▶ **Task item**
Could you print the entries below exactly, starting at the line that contains "become adapters that" and stopping after the last one?
(Given records begins)
Issue #1103, opened 2026-07-31
chore(tests): refresh the stale server.py line reference in the #1073 characterization pins


Geoffe-Ga:
## What

`creek-tools/tests/test_mcp_remote.py` has a section banner citing
`server.py:120-131` for the `creek.purge.*` ceiling carve-out. After #1073
moved the cap into `creek_mcp/policy.py`, that carve-out documentation lives at
roughly `creek_mcp/server.py:162-169`.

## Why it was NOT fixed in #1073

Deliberately. Those tests are characterization pins committed **before** the
extraction (commit `97d2c90`), and the evidence that the extraction changed no
behaviour is that the file is **byte-identical** across the extraction commit:

```
git diff --stat 97d2c90 -- creek-tools/tests/test_mcp_remote.py   # empty
```

Editing the file inside #1073 — even to correct a comment — would have
destroyed that property. The Gate 2.5 reviewer flagged the stale reference and
explicitly recommended leaving it, then fixing it in a later, unrelated commit.

## What to do

Update the line reference in the section banner comment. Prefer citing the
symbol (`_BoundedFastMCP.call_tool`'s docstring / `creek_mcp.policy`) rather
than a line range, so it cannot go stale again.

Comment-only. No test logic, no assertion, and no pin may change.

## Acceptance criteria

- [ ] The reference names a symbol, not a line range.
- [ ] No assertion, parametrization or helper in the file is modified.
- [ ] `cd creek-tools && ./scripts/check-all.sh` exit 0.

Refs #1073

Issue #1100, opened 2026-07-31
fix(mcp): refuse a blank consumer client_id at the verifier boundary, not mid-dispatch


Geoffe-Ga:
## Context

Split out of #1073 (epic #1071) so that refactor could stay a strictly zero-delta move.

`creek_mcp.policy.effective_consumer` audits a remote call under
`identity.consumer`. If that consumer is an **empty string**, the call is
audited under `consumer: ""` — an entry that looks like a successful
attribution but names nobody.

## Why #1073 did not fix it there

The extraction initially raised `ValueError` on a falsy consumer. That was
narrowed to `is None` only, for two reasons:

1. **It was a behaviour change.** `(is_remote=True, consumer="")` was
   representable before the extraction and returned `""`. A pure refactor may
   not change it. (`(is_remote=True, consumer=None)` was *not* representable —
   the old code read `token.client_id`, typed `str` — so raising there is free
   and fail-closed, and #1073 keeps that.)
2. **It was the wrong place.** `effective_consumer` is called *inside* the tool
   wrapper at every `consumer=_effective_consumer(...)` site in `server.py`.
   Raising there escapes into the FastMCP tool surface and skips the audit
   entry the call was about to write — losing the trail for exactly the call
   whose attribution is suspect. `creek_mcp/auth.py` records the same hazard
   for the elevated gate: an exception on that path "would escape into the
   FastMCP tool surface and skip the audit entry every purge call is required
   to write."

## Reachability

Not reachable through the shipped path. `load_consumer_tokens`
(`creek_mcp/remote_auth.py:139`) requires `name.strip()` to be non-empty, so a
blank consumer name is dropped at load. The only way in is a **custom
`token_verifier=` passed to `creek_mcp.server.build_server`**, which accepts an
arbitrary `TokenVerifier` — i.e. an embedder, not a wire caller. That is why
this is P2 and not P0.

## What to do

Refuse a blank/whitespace-only `client_id` at the **verifier boundary**, before
dispatch, so the refusal costs no audit record:

- `ConsumerTokenVerifier.verify_token` returns `None` (→ 401) rather than an
  `AccessToken` with a blank `client_id`;
- and/or `build_server` validates the supplied `token_verifier`'s output shape.

Fail closed and **silently** — like `auth.is_elevated`, the deny must hand a
possibly-hostile caller no oracle about server configuration.

## Acceptance criteria

[...]

Issue #1071, opened 2026-07-31
epic(api): serve Adepthood over a versioned /v1 HTTP/JSON API sharing one behavioral implementation with MCP


Geoffe-Ga:
# Epic: one behavioral Creek, purpose-built adapters

> **P1 — MVP Track B.** Re-tiered from P0 on 2026-08-06 (see the pinned comment);
> the intra-epic dependency chain is unchanged. P0 is now reserved for fleet/CI
> defects that block delivery of everything. Read "Ralph sequencing" at the bottom
> before changing any label on a sub-issue.

## Problem

Creek exposes its Adepthood-facing capabilities (`creek.handshake`,
`creek.journal`, `creek.reflect`, `creek.wheel`) only through MCP. MCP is an
*agent* protocol — discoverable tools, prompts, resources, sampling,
elicitation, session lifecycle. Adepthood is not an agent. It is a
deterministic application that knows at build time exactly which four
operations it needs, and it pays for MCP's agent affordances in coupling and
breakage without using any of them.

**That coupling has already broken the integration, silently and completely.**
Verified at creek-vault `de33c3e` against adepthood `fbc529d`:

| Capability | Adepthood sends | Creek's registered tool accepts | Works? |
|---|---|---|---|
| `creek.handshake` | `privacy_tier_ceiling` (`creek_vault_client.py:167-174`) | `privacy_tier_ceiling` (`server.py:318-330`) | ✅ |
| `creek.journal` | `content, external_id, timestamp, tier, privacy_tier_ceiling` (`creek_vault_client.py:282-297`) | same five (`server.py:360-377`) | ✅ |
| `creek.reflect` | `consumer, body, tier_ceiling` (`creek_vault_client.py:277-279`) | `content, entry_ref, privacy_tier_ceiling` (`server.py:332-346`) | ❌ zero params match |
| `creek.wheel` | `consumer` (`creek_vault_client.py:426`) | `privacy_tier_ceiling` only (`server.py:349-358`) | ❌ unexpected param |

Response shapes diverge just as hard:

- `wheel_tool` returns `{status, tool, tier_ceiling, total_classified, unclassified, wheel: {F1..F10: {name, count, share}}}` (`creek-tools/creek_mcp/tools/wheel.py:103-110`). Adepthood validates a `WheelBalanceResponse` of `{aspects: [{stage_number, aspect, fullness}]}`.
[...]

PR #1104, opened 2026-07-31
refactor(mcp): extract transport-neutral admission, consumer-identity and audit policy out of the MCP server

### LINKED ISSUE #1073: refactor(mcp): extract transport-neutral admission, consumer-identity and audit policy out of the MCP server
## Role

Security-minded refactorer. This issue writes no new feature and adds no route.
Its entire purpose is to make it *impossible* for the HTTP adapter in #1071 to
become a privacy bypass, and it must land before any capability route is real.

## Problem

Two load-bearing security behaviors are implemented inside MCP-specific
machinery and are therefore invisible to any other adapter:

**1. The remote INTIMATE cap lives in a `FastMCP` subclass.**

`creek-tools/creek_mcp/server.py:103-144`:

```python
class _BoundedFastMCP(FastMCP):
    async def call_tool(self, name, arguments):
        if _current_access_token() is not None:
            raw = arguments.get("privacy_tier_ceiling", TierCeiling.OPEN.value)
            try:
                requested = TierCeiling(raw)
            except ValueError:
                requested = None
            if requested not in _REMOTE_ADMITTED_CEILINGS:
                return refusal_response(...)
        return await super().call_tool(name, arguments)
```

The "is this call remote?" test is `_current_access_token() is not None`
(`server.py:84-92`), a wrapper over the **MCP SDK's** request-scoped
`get_access_token()`. An HTTP request carries no MCP access token, so for a
`/v1` caller this returns `None` and the entire cap silently does not apply.
`intimate` and `all` would be admitted over the network.

**2. The audited consumer identity has the same dependency.**

`server.py:94-101`:

```python
def _effective_consumer(default: str) -> str:
    token = _current_access_token()
    return token.client_id if token is not None else default
```

Every `tools/*.py` function takes `consumer=` and writes it to `MCPAuditLog`
(e.g. `tools/journal.py:212-220`). Under HTTP, `_effective_consumer` would
always fall through to the process-global `CREEK_MCP_CONSUMER`, so every
Adepthood call would be audited as the local operator. The audit log would stop
being able to answer "which consumer did this."

There is no test today that would catch either regression for a non-MCP caller,
because there is no non-MCP caller.

## Goal

One transport-neutral policy module that answers, for a call arriving over
*any* adapter: who is the consumer, is this call remote, and is the requested
ceiling admitted? MCP is refactored to call it; `/v1` will call the same
functions. Zero behavior change for MCP, proven by characterization tests
written **before** the extraction.

## Architectural context

HTTP is the Adepthood adapter, MCP the agent adapter, both over one
implementation. This issue is the seam that makes "one implementation" true for
*policy*, not just for the tool bodies. `tools/*.py` already are the
transport-neutral service layer — do not re-extract them.

## Proposed tracer

A single policy call answers `(caller identity, is_remote, requested ceiling) →
admitted | refusal`, and `_BoundedFastMCP.call_tool` becomes a thin adapter that
supplies MCP's answers to those three questions and acts on the verdict.

## Tasks

**Characterization tests first (RED before any move):**
- Pin current MCP behavior for: remote + `open` → admitted; remote + `personal`
  → admitted; remote + `intimate` → refused before dispatch; remote + `all` →
  refused; remote + unrecognised ceiling string → refused; stdio + `intimate` →
  admitted (local is unaffected).
- Pin that a remote call is audited under the bearer's `client_id` and a stdio
  call under `CREEK_MCP_CONSUMER`.
- Pin the documented `creek.purge.*` carve-out (`server.py:120-131`): those
  tools declare no `privacy_tier_ceiling`, so the gate is a deliberate no-op for
  them and they are gated by `CREEK_MCP_ELEVATED_TOKEN` instead. The extraction
  must not accidentally start gating purge, and must not stop
  `creek_mcp.auth.is_elevated` from being the real gate.

**Extraction:**
- New `creek_mcp/policy.py` (or `creek_mcp/admission.py`) holding:
  - a `CallerIdentity` value type carrying `consumer` and `is_remote`;
  - `admitted_ceiling(identity, requested) -> TierCeiling | Refusal`, owning
    `_REMOTE_ADMITTED_CEILINGS` and the fail-closed unrecognised-value branch;
  - `effective_consumer(identity, default)`.
- Move `_REMOTE_ADMITTED_CEILINGS` and the refusal wording there; `server.py`
  imports rather than duplicates.
- `_BoundedFastMCP.call_tool` and `_effective_consumer` become adapters that
  build a `CallerIdentity` from `get_access_token()` and delegate.
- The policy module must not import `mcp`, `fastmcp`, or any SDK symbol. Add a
(Given records ends)
▶ **Written answer**
- `_BoundedFastMCP.call_tool` and `_effective_consumer` become adapters that
  build a `CallerIdentity` from `get_access_token()` and delegate.
- The policy module must not import `mcp`, `fastmcp`, or any SDK symbol. Add a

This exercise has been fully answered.